Higher starts in 2020 and 2021 will reverse a two-year decline in starts that will see residential construction slip to the 194,000-unit range in 2019, the federal housing agency says.
CMHC notes a combination of higher job growth and record levels of immigration will propel the new home market. This year and next, total immigration is forecast to reach 318,000 people—a record pace—and the federal government hopes to ramp annual immigration to the 350,000-person range over the next decade.
Total national housing starts, at the high-end of the forecast, could reach 204,300 units next year and 206,300 new home starts by 2021.
In Ontario—which takes in more than a third of immigrants—housing starts are forecast to increase to maximum of 69,800 in 2020 and could spike to more than 74,000 in 2021, compared to a maximum of 64,700 starts this year. Condominiums and other multi-family projects will dominate construction, accounting for at least 65 per cent of new Ontario housing starts to 2021, according to the CMHC forecast.
Quebec, which has experienced robust housing construction since 2017, will see more moderate housing starts next year, however, with total starts declining slightly. The high-end of the CMHC outlook sees Quebec starts slipping from a maximum of 51,000 units in 2019 to 48,700 in 2020 and 47,500 in 2021. The reason, according to CMHC, is “slower economic growth and rising borrowing costs [that] will moderate activity through 2020.”
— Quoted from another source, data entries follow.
PR #30471, opened 2018-02-13
Address a few code inspections

butonic:
Only for php files in the root folder ... I initially also addressed `'Exception', superclass of exception class 'Error', has already been caught` but it turns out that seems to be a false positive in the PHPStorm Inspectien triggered by the Error Polyfill from Paragonie random_compat or Symphony. Double checked with

```php
try {
	throw new Error();
} catch (Exception $e) {
	echo 'caught Exception';
} catch (Error $e) {
	echo 'caught Error';
}
// gives 'caught Error'
```

@DeepDiver1975 @PVince81 Should we return 500 Status for the JSON responses in cron.php? In theory yes. The old code didn't. It uses the borked oc json error in payload ... I added a TODO because I think we should change it (but not as part of this PR).

### DIFF
--- a/cron.php
+++ b/cron.php
@@ -72,11 +72,17 @@ try {
 
 	// Exit if background jobs are disabled!
 	$appMode = \OCP\BackgroundJob::getExecutionType();
-	if ($appMode == 'none') {
+	if ($appMode === 'none') {
 		if (OC::$CLI) {
 			echo 'Background Jobs are disabled!' . PHP_EOL;
 		} else {
-			OC_JSON::error(['data' => ['message' => 'Background jobs disabled!']]);
+			$r = new \OCP\AppFramework\Http\JSONResponse([
+				'data' => [ 'message' => 'Background jobs disabled!' ],
+				'status' => 'error'
+			]
+			// TODO use 500 error response?
+			);
+			echo $r->render();
 		}
 		exit(1);
 	}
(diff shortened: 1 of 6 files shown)


cron.php
```diff
@@ -72,11 +72,17 @@
 
 	// Exit if background jobs are disabled!
 	$appMode = \OCP\BackgroundJob::getExecutionType();
-	if ($appMode == 'none') {
+	if ($appMode === 'none') {
 		if (OC::$CLI) {
 			echo 'Background Jobs are disabled!' . PHP_EOL;
 		} else {
-			OC_JSON::error(['data' => ['message' => 'Background jobs disabled!']]);
```
DeepDiver1975: I'd just leave it this way for the time being.

butonic: using the json response as recommended in the deprecation text for OC_JSON. No change in behavior. If we want to get rid of deprecated code we need to start somewhere.

DeepDiver1975: Proper fix for this: split cron.php into two pieces:
1. occ command
2. pure http route for ajax and web cron

DeepDiver1975 (changes requested):
the JSONResonse changes look strange ....

PVince81:
conflicts.

if no agreement and p4-low I suggest closing

moving to "triage" meanwhile

cron.php
PVince81: => https://github.com/owncloud/core/pull/31914

DeepDiver1975:
conflicting heavily - please resubmit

Canada’s other big new home market, British Columbia, will experience an uptick in housing starts, however. Total starts next year are expected to be in the range of 40,700 to 44,700 and could rise to nearly 46,000 in 2021, CMHC said, which would be an increase from the projected 42,000 starts in 2019.
CMHC is forecasting a slight increase in the five-year mortgage rate to the 5.5 to 5.6 per cent level over the next couple of years—slightly higher than the current rate of around 5.3 per cent.